New vaults will emerge in the future to track different on-chain and off-chain investment strategies, competing for USDC/T holdings across various applications. This will create an "effective frontier of on-chain yields," where some on-chain vaults may specifically provide credit to regions like Argentina and Turkey, which are at risk of losing this capability in their banking systems.
Conclusion
The integration of stablecoins, DeFi, and traditional finance not only represents technological innovation but also marks the reconstruction of global credit intermediation, reflecting and accelerating the shift from bank to non-bank lending after 2008. By 2030, the asset management scale of stablecoins will approach 1 trillion USD, which will systematically change the structure of traditional bank deposits and concentrate assets into U.S. Treasury bonds and major financial institutions.

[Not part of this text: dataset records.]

PR #1087, opened 2016-09-01
persistent fastcgi connections

Echsecutor:
This fixes issue https://github.com/mholt/caddy/issues/1082#issuecomment-243919623 .

fastcgi connections are kept open, but, since the fcgiclient seems to be incapable of demuxing answers, I need to serialize the communication 'by hand'. If someone manages to include fastcgi demuxing, the serialization should be removed.
On linux, opening new connections didn't take noticeable time, hence here the new system could actually lead to a slowdown, due to serialization.

It would hence be nice to have a switch in the Caddy file to switch the persistent but serial fastcgi version provided here on and off. I have included a bool for this switch but did not work my way through the code to find the right spots to implement it. I guess someone familiar with the Caddyfile system can add this in no time.

### DIFF
--- a/caddyhttp/browse/browse_test.go
+++ b/caddyhttp/browse/browse_test.go
@@ -96,7 +96,7 @@ func TestSort(t *testing.T) {
 func TestBrowseHTTPMethods(t *testing.T) {
 	tmpl, err := template.ParseFiles("testdata/photos.tpl")
 	if err != nil {
-		t.Fatalf("An error occured while parsing the template: %v", err)
+		t.Fatalf("An error occurred while parsing the template: %v", err)
 	}
 
 	b := Browse{
@@ -134,7 +134,7 @@ func TestBrowseHTTPMethods(t *testing.T) {
 func TestBrowseTemplate(t *testing.T) {
 	tmpl, err := template.ParseFiles("testdata/photos.tpl")
 	if err != nil {
-		t.Fatalf("An error occured while parsing the template: %v", err)
+		t.Fatalf("An error occurred while parsing the template: %v", err)
 	}
 
 	b := Browse{
@@ -290,18 +290,19 @@ func TestBrowseJson(t *testing.T) {
 	for i, test := range tests {
 		var marsh []byte
 		req, err := http.NewRequest("GET", "/photos"+test.QueryURL, nil)
-
-		if err == nil && test.shouldErr {
-			t.Errorf("Test %d didn't error, but it should have", i)
-		} else if err != nil && !test.shouldErr {
-			t.Errorf("Test %d errored, but it shouldn't have; got '%v'", i, err)
+		if err != nil && !test.shouldErr {
+			t.Errorf("Test %d errored when making request, but it shouldn't have; got '%v'", i, err)
 		}
 
 		req.Header.Set("Accept", "application/json")
 		rec := httptest.NewRecorder()
 
 		code, err := b.ServeHTTP(rec, req)
-
+		if err == nil && test.shouldErr {
+			t.Errorf("Test %d didn't error, but it should have", i)
+		} else if err != nil && !test.shouldErr {
+			t.Errorf("Test %d errored, but it shouldn't have; got '%v'", i, err)
+		}
 		if code != http.StatusOK {
 			t.Fatalf("In test %d: Wrong status, expected %d, got %d", i, http.StatusOK, code)
 		}
--- a/caddyhttp/browse/browse_test.go
+++ b/caddyhttp/browse/browse_test.go
@@ -300,7 +300,7 @@ func TestBrowseJson(t *testing.T) {
 		req.Header.Set("Accept", "application/json")
 		rec := httptest.NewRecorder()
 
-		code, _ := b.ServeHTTP(rec, req)
+		code, err := b.ServeHTTP(rec, req)
 
 		if code != http.StatusOK {
 			t.Fatalf("In test %d: Wrong status, expected %d, got %d", i, http.StatusOK, code)
--- a/caddyhttp/browse/browse_test.go
+++ b/caddyhttp/browse/browse_test.go
@@ -300,7 +300,7 @@ func TestBrowseJson(t *testing.T) {
 		req.Header.Set("Accept", "application/json")
 		rec := httptest.NewRecorder()
 
-		code, err := b.ServeHTTP(rec, req)
+		code, _ := b.ServeHTTP(rec, req)
 
 		if code != http.StatusOK {
 			t.Fatalf("In test %d: Wrong status, expected %d, got %d", i, http.StatusOK, code)
--- a/caddyhttp/fastcgi/fastcgi.go
+++ b/caddyhttp/fastcgi/fastcgi.go
@@ -19,7 +19,7 @@ import (
 
 // for persistent fastcgi connections
 var persistentConnections map[string]*FCGIClient = make(map[string]*FCGIClient)
-var metaMutex sync.RWMutex
+var metaMutex sync.Mutex
 var poorMansSerialisation map[string]*sync.Mutex = make(map[string]*sync.Mutex)
 
 // Handler is a middleware type that can handle requests as a FastCGI client.
@@ -86,16 +86,12 @@ func (h Handler) ServeHTTP(w http.ResponseWriter, r *http.Request) (int, error) 
 			var fcgiBackend *FCGIClient
 			reuse := false
 			if usePersistentFcgiConnections {
-				metaMutex.RLock()
+				metaMutex.Lock()
 				// re use connection, if possible
 				if _, ok := poorMansSerialisation[network+address]; !ok {
-					metaMutex.RUnlock()
-					metaMutex.Lock()
 					poorMansSerialisation[network+address] = new(sync.Mutex)
-					metaMutex.Unlock()
-					metaMutex.RLock()
 				}
-				metaMutex.RUnlock()
+				metaMutex.Unlock()
 
 				poorMansSerialisation[network+address].Lock()
 				defer poorMansSerialisation[network+address].Unlock()
--- a/caddyhttp/fastcgi/fastcgi.go
+++ b/caddyhttp/fastcgi/fastcgi.go
@@ -16,6 +16,9 @@ import (
 	"github.com/mholt/caddy/caddyhttp/httpserver"
 )
 
+// for persistent fastcgi connections
+var persistent_connections map[string]*FCGIClient
+
 // Handler is a middleware type that can handle requests as a FastCGI client.
 type Handler struct {
 	Next    httpserver.Handler
@@ -73,9 +76,22 @@ func (h Handler) ServeHTTP(w http.ResponseWriter, r *http.Request) (int, error) 
 
 			// Connect to FastCGI gateway
 			network, address := rule.parseAddress()
-			fcgiBackend, err := Dial(network, address)
-			if err != nil {
-				return http.StatusBadGateway, err
+
+			
+			// re use connection, if possible
+			if persistent_connections == nil{
+					persistent_connections = make(map[string]*FCGIClient)
+			}
+			fcgiBackend, ok := persistent_connections[network+address]
+			
+			// otherwise dial:
+			if(!ok || fcgiBackend == nil){
+				var err error
+				persistent_connections[network+address], err = Dial(network, address)
+				if err != nil {
+					return http.StatusBadGateway, err
+				}
+				fcgiBackend = persistent_connections[network+address]				
 			}
 
 			var resp *http.Response
@@ -91,11 +107,10 @@ func (h Handler) ServeHTTP(w http.ResponseWriter, r *http.Request) (int, error) 
 				resp, err = fcgiBackend.Post(env, r.Method, r.Header.Get("Content-Type"), r.Body, contentLength)
 			}
 
-			if resp.Body != nil {
-				defer resp.Body.Close()
-			}
-
+			
 			if err != nil && err != io.EOF {
+				persistent_connections[network+address].Close()
+				persistent_connections[network+address] = nil
 				return http.StatusBadGateway, err
 			}
 
@@ -112,6 +127,8 @@ func (h Handler) ServeHTTP(w http.ResponseWriter, r *http.Request) (int, error) 
 			if fcgiBackend.stderr.Len() != 0 {
 				// Remove trailing newline, error logger already does this.
 				err = LogError(strings.TrimSuffix(fcgiBackend.stderr.String(), "\n"))
+				persistent_connections[network+address].Close()
+				persistent_connections[network+address] = nil
 			}
 
 			// Normally we would return the status code if it is an error status (>= 400),
--- a/caddyhttp/fastcgi/fastcgi.go
+++ b/caddyhttp/fastcgi/fastcgi.go
@@ -12,12 +12,14 @@ import (
 	"path/filepath"
 	"strconv"
 	"strings"
+	"sync"
 
 	"github.com/mholt/caddy/caddyhttp/httpserver"
 )
 
 // for persistent fastcgi connections
 var persistent_connections map[string]*FCGIClient
+var poor_mans_serialisation map[string]*sync.Mutex
 
 // Handler is a middleware type that can handle requests as a FastCGI client.
 type Handler struct {
@@ -77,21 +79,28 @@ func (h Handler) ServeHTTP(w http.ResponseWriter, r *http.Request) (int, error) 
 			// Connect to FastCGI gateway
 			network, address := rule.parseAddress()
 
-			
 			// re use connection, if possible
-			if persistent_connections == nil{
-					persistent_connections = make(map[string]*FCGIClient)
+			if persistent_connections == nil {
+				persistent_connections = make(map[string]*FCGIClient)
+				poor_mans_serialisation = make(map[string]*sync.Mutex)
 			}
+			mut, ok := poor_mans_serialisation[network+address]
+			if !ok || mut == nil {
+				poor_mans_serialisation[network+address] = new(sync.Mutex)
+			}
+			poor_mans_serialisation[network+address].Lock()
+			defer poor_mans_serialisation[network+address].Unlock()
+
 			fcgiBackend, ok := persistent_connections[network+address]
-			
+
 			// otherwise dial:
-			if(!ok || fcgiBackend == nil){
+			if !ok || fcgiBackend == nil {
 				var err error
 				persistent_connections[network+address], err = Dial(network, address)
 				if err != nil {
 					return http.StatusBadGateway, err
 				}
-				fcgiBackend = persistent_connections[network+address]				
+				fcgiBackend = persistent_connections[network+address]
 			}
 
 			var resp *http.Response
@@ -107,7 +116,6 @@ func (h Handler) ServeHTTP(w http.ResponseWriter, r *http.Request) (int, error) 
 				resp, err = fcgiBackend.Post(env, r.Method, r.Header.Get("Content-Type"), r.Body, contentLength)
 			}
 
-			
 			if err != nil && err != io.EOF {
 				persistent_connections[network+address].Close()
 				persistent_connections[network+address] = nil
--- a/caddyhttp/fastcgi/fastcgi.go
+++ b/caddyhttp/fastcgi/fastcgi.go
@@ -17,22 +17,23 @@ import (
 	"github.com/mholt/caddy/caddyhttp/httpserver"
 )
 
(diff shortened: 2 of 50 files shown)


caddyhttp/fastcgi/fastcgi.go
```diff
@@ -35,6 +40,9 @@ type Handler struct {
 func (h Handler) ServeHTTP(w http.ResponseWriter, r *http.Request) (int, error) {
 	for _, rule := range h.Rules {
 
+		//TODO: add an option in Caddyfile and pass it down to here
+		use_persistent_fcgi_connections := true
```
abiosoft: This is Python's naming convention :)
Go uses camel case.

Echsecutor:
Ok, I fixed the inaffective assignments (although they were not due to me) and changed to camel case.

caddyhttp/fastcgi/fastcgi.go
```diff
@@ -12,10 +12,15 @@ import (
 	"path/filepath"
 	"strconv"
 	"strings"
+	"sync"
 
 	"github.com/mholt/caddy/caddyhttp/httpserver"
 )
 
+// for persistent fastcgi connections
+var PersistentConnections map[string]*FCGIClient
```
abiosoft: `persistentConnections` is preferred. It is not used outside of this package.

caddyhttp/fastcgi/fastcgi.go
```diff
@@ -12,10 +12,15 @@ import (
...
+var PoorMansSerialisation map[string]*sync.Mutex
```
abiosoft: same as above, lower case preferred.

caddyhttp/fastcgi/fastcgi.go
```diff
@@ -35,6 +40,9 @@ type Handler struct {
 func (h Handler) ServeHTTP(w http.ResponseWriter, r *http.Request) (int, error) {
 	for _, rule := range h.Rules {
 
+		//TODO: add an option in Caddyfile and pass it down to here
+		UsePersistentFcgiConnections := true
```
abiosoft: same as above, lower case preferred.

caddyhttp/staticfiles/fileserver.go
```diff
@@ -103,7 +103,7 @@ func (fs FileServer) serveFile(w http.ResponseWriter, r *http.Request, name stri
 				defer ff.Close()
 				dd, err := ff.Stat()
 				if err == nil {
-					name = index
+					//name = index //ineffectual
```
abiosoft: we can remove the line

mholt:
Thanks!! Excited to review this.

caddyhttp/fastcgi/fastcgi.go
```diff
@@ -35,6 +41,9 @@ type Handler struct {
 func (h Handler) ServeHTTP(w http.ResponseWriter, r *http.Request) (int, error) {
 	for _, rule := range h.Rules {
 
+		//TODO: add an option in Caddyfile and pass it down to here
+		usePersistentFcgiConnections := runtime.GOOS == "windows"
```
mholt: Is there a technical reason this is limited to Windows (for now)? Is there any performance gain on Linux too? (maybe under load?)

caddyhttp/browse/browse_test.go
```diff
@@ -300,7 +300,7 @@ func TestBrowseJson(t *testing.T) {
 		req.Header.Set("Accept", "application/json")
 		rec := httptest.NewRecorder()
 
-		code, err := b.ServeHTTP(rec, req)
+		code, _ := b.ServeHTTP(rec, req)
```
mholt: These ineffectual assignment changes intrigue me. Our CI tests have been checking for these for months; how come the tests haven't been failing? How did you catch these?

elcore: @mholt 

```
ineffassign .

/src/github.com/mholt/caddy/caddyhttp/browse/browse_test.go:303:9: ineffectual assignment to err
/src/github.com/mholt/caddy/caddyhttp/fastcgi/fcgiclient.go:548:6: ineffectual assignment to err
/src/github.com/mholt/caddy/caddyhttp/staticfiles/fileserver.go:106:6: ineffectual assignment to name
/src/github.com/mholt/caddy/caddyhttp/staticfiles/fileserver_test.go:165:12: ineffectual assignment to err
/src/github.com/mholt/caddy/caddytls/client.go:58:5: ineffectual assignment to err
```

mholt: @elcore Of course, but I use it too and don't see that output. O.o

And the CI tests have been running it too for the last several months without showing it.

elcore: @mholt this is kind of spooky!

Echsecutor: Well, in my case the CI test where complaining about my pull request, pointing me to what @elcore mentioned. I would not have been picky about the style of your code, if your CI tools hadn't forced me ;)

mholt: Ahhh, I figured it out -- it's not your fault, @Echsecutor. ineffassign [was updated just a few days ago](https://github.com/gordonklaus/ineffassign/commit/99762ed65232b1477364c8c53778f8b6503e868c) to expose more ineffectual assignments. My local clone needed to be updated and now I see the same warnings. And it just so happens that this is the first pull request since that commit so it's the first one to show the warnings.

Thanks for addressing them!

caddyhttp/fastcgi/fcgiclient.go
```diff
@@ -545,7 +545,7 @@ func (c *FCGIClient) PostFile(p map[string]string, data url.Values, file map[str
 		if e != nil {
 			return nil, e
 		}
-		_, err = io.Copy(part, fd)
+		io.Copy(part, fd)
```
mholt: I'm wondering if we should handle this error instead of ignore it... nice catch by the updated ineffassign!

caddyhttp/staticfiles/fileserver.go
```diff
@@ -103,7 +103,6 @@ func (fs FileServer) serveFile(w http.ResponseWriter, r *http.Request, name stri
 				defer ff.Close()
 				dd, err := ff.Stat()
 				if err == nil {
-					name = index
```
mholt: Woah, yikes. Was this always useless? 😛 Will have to investigate...

mholt:
I'm kind of thinking that all these errors should be treated instead of ignored, glad that the updated tool is catching them.

@Echsecutor I think we should split these pull requests into two -- unless you want to help us properly fix the ineffectual assignments (by not ignoring errors). :smile: I'm fine either way, but I think having two commits (one for the ineffassign fixes and the other for your fastcgi improvements) or two PRs would be best...

Echsecutor:
Sure, that sounds like a good idea. ;) I have removed the ineffectual assignment stuff from this pull request. (Now the CI checks are failing again)

caddyhttp/fastcgi/fastcgi.go
```diff
@@ -91,14 +124,18 @@ func (h Handler) ServeHTTP(w http.ResponseWriter, r *http.Request) (int, error)
 				resp, err = fcgiBackend.Post(env, r.Method, r.Header.Get("Content-Type"), r.Body, contentLength)
 			}
 
-			if resp.Body != nil {
-				defer resp.Body.Close()
-			}
-
 			if err != nil && err != io.EOF {
+				persistentConnections[network+address].Close()
+				persistentConnections[network+address] = nil
```
mholt: Perhaps this should be `delete(persistentConnections, network+address)` to free up the allocation?

caddyhttp/fastcgi/fastcgi.go
```diff
@@ -10,12 +10,18 @@ import (
...
 	"strconv"
 	"strings"
+	"sync"
 
 	"github.com/mholt/caddy/caddyhttp/httpserver"
 )
 
+// for persistent fastcgi connections
+var persistentConnections map[string]*FCGIClient
+var poorMansSerialisation map[string]*sync.Mutex
```
mholt: Use `make()` for both of these here so you don't have to have extra logic below (see comment)

caddyhttp/fastcgi/fastcgi.go
mholt: Is there a technical reason this is limited to Windows (for now)? Is there any performance gain on Linux too? (maybe under load?)

caddyhttp/fastcgi/fastcgi.go
```diff
@@ -73,9 +82,33 @@ func (h Handler) ServeHTTP(w http.ResponseWriter, r *http.Request) (int, error)
...
+
+			var fcgiBackend *FCGIClient
+			var mut *sync.Mutex
+			ok := false
+			if usePersistentFcgiConnections {
+				// re use connection, if possible
+				if persistentConnections == nil {
+					persistentConnections = make(map[string]*FCGIClient)
+					poorMansSerialisation = make(map[string]*sync.Mutex)
+				}
```
mholt: This whole `if` block can go away if you just call `make` when you declare them above.

caddyhttp/fastcgi/fastcgi.go
```diff
@@ -112,6 +149,8 @@ func (h Handler) ServeHTTP(w http.ResponseWriter, r *http.Request) (int, error)
 			if fcgiBackend.stderr.Len() != 0 {
 				// Remove trailing newline, error logger already does this.
 				err = LogError(strings.TrimSuffix(fcgiBackend.stderr.String(), "\n"))
+				persistentConnections[network+address].Close()
+				persistentConnections[network+address] = nil
```
mholt: Same here, consider delete() instead.

caddyhttp/fastcgi/fastcgi.go
```diff
@@ -73,9 +82,33 @@ func (h Handler) ServeHTTP(w http.ResponseWriter, r *http.Request) (int, error)
...
+			var mut *sync.Mutex
+			ok := false
+			if usePersistentFcgiConnections {
+				// re use connection, if possible
+				if persistentConnections == nil {
+					persistentConnections = make(map[string]*FCGIClient)
+					poorMansSerialisation = make(map[string]*sync.Mutex)
+				}
+				mut, ok = poorMansSerialisation[network+address]
+				if !ok || mut == nil {
```
mholt: If you change the code below to use `delete()` then you can reduce this just `if !ok`

caddyhttp/fastcgi/fastcgi.go
```diff
@@ -73,9 +82,33 @@ func (h Handler) ServeHTTP(w http.ResponseWriter, r *http.Request) (int, error)
...
+					poorMansSerialisation[network+address] = new(sync.Mutex)
+				}
+				poorMansSerialisation[network+address].Lock()
+				defer poorMansSerialisation[network+address].Unlock()
+
+				fcgiBackend, ok = persistentConnections[network+address]
+			}
+
+			// otherwise dial:
+			if !ok || fcgiBackend == nil {
```
mholt: Same here, don't need the second check if `ok` entries always have a non-nil value.

mholt:
Cool, thanks! We're almost there! :+1:

caddyhttp/fastcgi/fastcgi.go
mholt: Also is this racy? We need to lock these map operations, no?

mholt:
@Echsecutor I have taken care of the ineffectual assignments on master; feel free to sync up when you are ready to finalize your PR!

caddyhttp/fastcgi/fastcgi.go
Echsecutor: I though in go there is a garbage collector, i.e. no explicit deallocation? Deleting from the map is a good idea, anyway, that saves one comparison. 

My intention was to use 
```
poorMansSerialisation[network+address].Lock()
defer poorMansSerialisation[network+address].Unlock()
```
to lock the map until returning from ServeHTTP. Maybe I misunderstood the way mutex work in go?

mholt: The garbage collector cleans up memory that is no longer reachable; map entries are very definitely still accessible.

The locks you've added appear to lock the FCGIClient for a specific backend, but these map reads/writes happen unsynchronized for each request that comes in. If one of them does happen concurrently with another, the runtime will panic. (It won't kill your server, because Caddy has a recover higher up, but it will kill the request.)

Consider a RWMutex to protect the map during concurrent access too.

caddyhttp/fastcgi/fastcgi.go
Echsecutor: I have tested a little ajax load using 
https://github.com/Echsecutor/fastcgi-test
on a ubuntu Laptop. Result: 

usePersistentFcgiConnections := true
the time for 101 requests varies between 0.7s and 1.6s

usePersistentFcgiConnections := false
the time for 101 requests varies between 0.6s and 1.5s

In other words, this measurements where not conclusive. ;) Not keeping the connection open and not serialising requests feels a little bit faster on Linux, but this might be a misconception.

caddyhttp/fastcgi/fastcgi.go
Echsecutor: access to the persistentConnections is locked via poorMansSerialisation. But you are right, I also need a lock for creating the second lists entries. Thanks!

caddyhttp/fastcgi/fastcgi.go
```diff
@@ -86,16 +86,12 @@ func (h Handler) ServeHTTP(w http.ResponseWriter, r *http.Request) (int, error)
...
 			if usePersistentFcgiConnections {
-				metaMutex.RLock()
+				metaMutex.Lock()
 				// re use connection, if possible
 				if _, ok := poorMansSerialisation[network+address]; !ok {
-					metaMutex.RUnlock()
-					metaMutex.Lock()
 					poorMansSerialisation[network+address] = new(sync.Mutex)
-					metaMutex.Unlock()
-					metaMutex.RLock()
```
Echsecutor: This whole lock/unlock was not only ugly, unlocking in between or allowing for multiple reads at that point was not a good idea, anyway. ;)

caddyhttp/fastcgi/fastcgi.go
```diff
@@ -73,9 +82,30 @@ func (h Handler) ServeHTTP(w http.ResponseWriter, r *http.Request) (int, error)
...
+			if usePersistentFcgiConnections {
+				metaMutex.Lock()
+				// re use connection, if possible
+				if _, ok := poorMansSerialisation[network+address]; !ok {
+					poorMansSerialisation[network+address] = new(sync.Mutex)
+				}
+				metaMutex.Unlock()
+
+				poorMansSerialisation[network+address].Lock()
+				defer poorMansSerialisation[network+address].Unlock()
```
mholt: These map accesses should probably be protected too, or better yet, assign it to a variable once so you don't have to keep reading into the map.

caddyhttp/fastcgi/fastcgi.go
```diff
@@ -73,9 +82,30 @@ func (h Handler) ServeHTTP(w http.ResponseWriter, r *http.Request) (int, error)
...
+
+				fcgiBackend, reuse = persistentConnections[network+address]
```
mholt: Here's another unprotected read.

Concurrency can be hard :wink:

Echsecutor: I would think that this is protected by the lock in line 96?

caddyhttp/fastcgi/fastcgi.go
Echsecutor: You are saying that I need to protect locking/unlocking the mutex because it's stored in a map?
If that's the case my map construction is pretty useless. I will change it.

caddyhttp/fastcgi/fastcgi.go
mholt: Those locks seem to protect the *FCGIClient, not the map that stores them.

caddyhttp/fastcgi/fastcgi.go
mholt: Well, you need to protect the map accesses, not merely the values inside it. Whenever you access a map concurrently, it must be synced with mutex.

Echsecutor:
Ok, I have learned a little bit about go today. ;)
Hope that it's now thread safe.

caddyhttp/fastcgi/fastcgi.go
```diff
@@ -12,10 +12,29 @@ import (
...
+	sync.Mutex
+	backend *FCGIClient
+}
+type concurrentPersistentConnectionsMap struct {
+	// for thread safe acces to the map
+	sync.Mutex
+	clientMap map[string]*serialClient
+}
+
+var persistentConnections *concurrentPersistentConnectionsMap = &(concurrentPersistentConnectionsMap{clientMap: make(map[string]*serialClient)})
```
mholt: You can remove the type declaration here (`*concurrentPersistentConnectionsMap) - see the lint warnings. It will shorten the line quite a bit :)

caddyhttp/fastcgi/fastcgi.go
```diff
@@ -12,10 +12,29 @@ import (
...
+
+//TODO: add an option in Caddyfile and pass it down to here
+var UsePersistentFcgiConnections bool = true
```
mholt: Also remove the `bool` here.

caddyhttp/fastcgi/fastcgi.go
```diff
@@ -73,9 +92,25 @@ func (h Handler) ServeHTTP(w http.ResponseWriter, r *http.Request) (int, error)
...
-			if err != nil {
-				return http.StatusBadGateway, err
+
+			var fcgiBackend *FCGIClient
+			var client *serialClient
+			reuse := false
+			if UsePersistentFcgiConnections {
+				persistentConnections.Lock()
+				client, reuse = persistentConnections.clientMap[network+address]
+				persistentConnections.Unlock()
```
mholt: Now we're talkin'! :+1:

caddyhttp/fastcgi/fastcgi.go
```diff
@@ -91,14 +126,18 @@ func (h Handler) ServeHTTP(w http.ResponseWriter, r *http.Request) (int, error)
 				resp, err = fcgiBackend.Post(env, r.Method, r.Header.Get("Content-Type"), r.Body, contentLength)
 			}
 
-			if resp.Body != nil {
-				defer resp.Body.Close()
-			}
```
mholt: Where do we close the response body?

caddyhttp/fastcgi/fastcgi.go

This transformation brings both opportunities and risks: stablecoin issuers will become important participants in the government debt market and new credit intermediaries; while regional banks ###, especially in emerging markets (, face credit tightening. The end result is a new asset management and banking model, with stablecoins becoming a bridge to efficient digital dollar investment frontiers. Stablecoins and DeFi protocols are positioning themselves as dominant credit intermediaries in the digital age, which will have profound implications for monetary policy, financial stability, and the future architecture of global finance.